No, I'm not fishing for responses in order to produce my own game. I'm not in a position to do that and I have no such intentions. I've just been trying to conceptualize what it would take for a game that's not D&D to ever reach the same levels of awareness and loyalty.

For me, honestly I have trouble deciding. Which is perhaps why I'm asking the question. On one hand, I think I'd want a game with a cool setting and where the mechanics mostly got out of the way. But then I also know that bad mechanics can be like sand in the gears, and I do like customizing settings or completely whipping up my own.

----------


## animorte

For me, I think it's more about having a good foundation for the mechanics. Just as you mentioned, a lot of what my group runs is homebrew adventures, campaigns, settings, however you want to put it.

However, I also enjoy setting books. They're often worth reading anyway, and a good source of inspiration whether or not we intend to play them. I've had many ideas spawn from reading... just about anything really.

As far as what actually makes games great, communication (and a bit of an open mind) among the members at the table. Don't forget to have fun (generally not at the expense of others).

----------


## ToranIronfinder

> This talk of changes to the OGL and some hypotheses about the rise of new, non-OGL games has gotten me thinking of this question. What is it that makes a game good or great?
> 
> For example, would you lean toward a game with a compelling setting, mood, and theme even if its mechanics were mediocre? Or do you favor mechanics and gameplay over the setting? I realize ideally mostly we all want both, but what if it had to come down to a choice?
> 
> No, I'm not fishing for responses in order to produce my own game. I'm not in a position to do that and I have no such intentions. I've just been trying to conceptualize what it would take for a game that's not D&D to ever reach the same levels of awareness and loyalty.
> 
> For me, honestly I have trouble deciding. Which is perhaps why I'm asking the question. On one hand, I think I'd want a game with a cool setting and where the mechanics mostly got out of the way. But then I also know that bad mechanics can be like sand in the gears, and I do like customizing settings or completely whipping up my own.


I think what makes a game great will differ from group to group, but the biggest points will all be setting related.  OSR gamers want a sandbox for player agency, story gamers want a gm to provide them with good plots, and pure give me a dungeon with very little plot types still want a dungeon to challenge them. 

What makes a great system is a mechanic that carries forward the setting.

----------


## EggKookoo

> What makes a great system is a mechanic that carries forward the setting.

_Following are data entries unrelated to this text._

PR #674, opened 2024-11-05
RPPL-2658 Cleanup handlers for Localization and secondscreen

sakshihcst:
## What

## Why

Why are these changes needed?

## How

## Test

## Checklist

### DIFF
--- a/core/main/src/broker/thunder_broker.rs
+++ b/core/main/src/broker/thunder_broker.rs
@@ -486,8 +486,8 @@ mod tests {
         }
     }
 
-    #[tokio::test]
     #[ignore]
+    #[tokio::test]
     async fn test_thunderbroker_start() {
         let (tx, mut _rx) = mpsc::channel(1);
         let (sender, mut rec) = mpsc::channel(1);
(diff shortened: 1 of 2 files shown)


core/main/src/broker/broker_utils.rs
```diff
@@ -111,4 +112,68 @@ impl BrokerUtils {
             data: None,
         }))
     }
+
+    pub async fn get_language(ctx: &CallContext, state: &PlatformState) -> RpcResult<String> {
```
Vinodsathyaseelan, line 116: Make this function generic by accepting `method` name as an input param. After that,  change the usage in caller by passing `localization.language` or `localization.countryCode` as param to the new function.  Remove `get_language` and `get_country_code` functions from BrokerUtils

brendanobra (approved):

core/main/src/state/metrics_state.rs
```diff
@@ -320,9 +330,11 @@ impl MetricsState {
 
         let coam = Self::get_persistent_store_bool(state, PERSISTENT_STORAGE_KEY_COAM).await;
 
-        let country = StorageManager::get_string(state, StorageProperty::CountryCode)
+        let country = BrokerUtils::process_internal_main_request(state, "localization.countryCode")
             .await
-            .ok();
+            .ok()
+            .and_then(|val| from_value::<String>(val).ok());
```
brendanobra, line 336: I think this will set `country` to `true` or `false`

pahearn73 (approved):

Nv-Delle1416 (approved):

There's something there, I think. A good game will have (among other things) a core mechanic that supports the setting and gameplay, and isn't just orthogonal to it. An example that jumps to my mind is (was) Mayfair Games DC Heroes.

----------


## animorte

> What makes a great system is a mechanic that carries forward the setting.


Nicely put.



> A good game will have (among other things) a core mechanic that supports the setting and gameplay, and isn't just orthogonal to it.


Also well said.

The mechanics feel like a baseline understanding of how to function. Beyond that, the setting and all that goes with it is what people tend to get invested in.

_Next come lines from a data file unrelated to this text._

Issue #989, opened 2019-02-06
Reporting - Org Level - Reconciliation Report


philipr-za:
Blocks https://github.com/big-neon/bn-web/issues/767

API implementation of report described in:
https://github.com/big-neon/bn-web/issues/767

PR #995, opened 2019-02-07
Add Reconciliation reports API implementation

philipr-za:
### Closes Issues:
Closes https://github.com/big-neon/bn-api/issues/989

### Description:
Implemented the Reconciliation Summary and Detailed report options for the /reports/{id}

For the Detailed report it was required that the organization_id be added to the fee_schedules table so that old fee_schedules can be associated with the organization that they were created for.

### Migrations
20190211125037_add_organization_id_to_fee_schedules

### Environment Variables
 * No change


mikethetike:
Note: We'll have to manually fix the data in production after this is deployed. I'd suggest we just delete and recreate the staging environments when we deploy it there

PR #1009, opened 2019-02-09
Updated fees calculation

Krakaw:
### Closes Issues:
Fixes the fees calculation error when there are no per event fees and the the calc was error'ing on a null value. Had to COALESCE all the fee row values.
### Migrations
 * 20190209073214_fix_fees_in_sales_report @sdbondi @Krakaw @mikethetike 

### Environment Variables
 * No change


mikethetike:
Looks good to me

I realize we're also defining "game" a little bit different. Is it the game system itself or the playing of the game, not to mention all manner of games out there.

So what I was referring to with my previous post was from the perspective of looking at new material. What gets you playing a game? What do you look for in "the next campaign" basically? Mechanics can differ between systems while many overlap. Settings require a lot more depth to really set that particular addition (to your pre-existing game) or stand out among all the competition (from all those other new games).

And tying this all back into the homebrew subforum... Is it more important to create a setting or just buy new content to achieve that? When you do create your setting, what are all the factors needed in order to keep it engaging?

----------


## EggKookoo

> I realize we're also defining "game" a little bit different. Is it the game system itself or the playing of the game, not to mention all manner of games out there.


Sorry, I should have been more clear. I meant TTRPG game system. Essentially a product.

----------


## MrStabby

I don't really see the setting as part of the game.  If I play D&D I don't need the Forgotten Realms or Eberron or wherever.  Whilst the question is applicable to games broadly, I will have rpgs in mind whilst I think.

To me the game is that level lower down.  How do fights underwater work? How many turns does it take to cast a spell? Jow does falling damage or skills work?

With this, it's the right balance between a DM call and explicit rules.  Something that strikes the right balance between a DM being able to drive forward their game and players having the agency to develop a character that does what they want it to and represents what they want.

Actions should be supported that are diverse and non-obvious.  I consider the heart if playing games to be making informed choices.  It may not be with perfect information and it may not always be from a full range of options, but making choices that matter matters.  In an open situation like a conversation, being able to chose what to disclose to the Kings advisor and have it matter is a good part of the game.  A game that is tok high-level that abstracts a this away behind dice rolls takes away that decision - "you try and persuade the corrupt advisor that the black dragon is really a threat, roll a d20" can take away too much of the choice about how.

Likewise in combat, a good game promotes meaningful choice.  If the best characters either have one ability in practice: "hit it with a sword" then there isn't much choice.  If positioning doesn't matter then where a character moves to isn't a meaningful choice and so on.  That which is foregone must be good enough that the opportunity cost bites so there is no always clear course of action  but at the same times outcomes should be different.  Its a hard balance.

If by 'game' we mean an instance of a system being used - a series of meetings of a group, a campaign or adventure, then I think setting is a component.  A clear aesthetic or thematic vision that can be transferred to the players makes everything so much more atmospheric and the shared vision helps pull people together.

Within an instance I would also flag balance. Everyone should be able to contribute and, so far as possible, the DM should have the tools to provide the circumstances for anyone to shine.

----------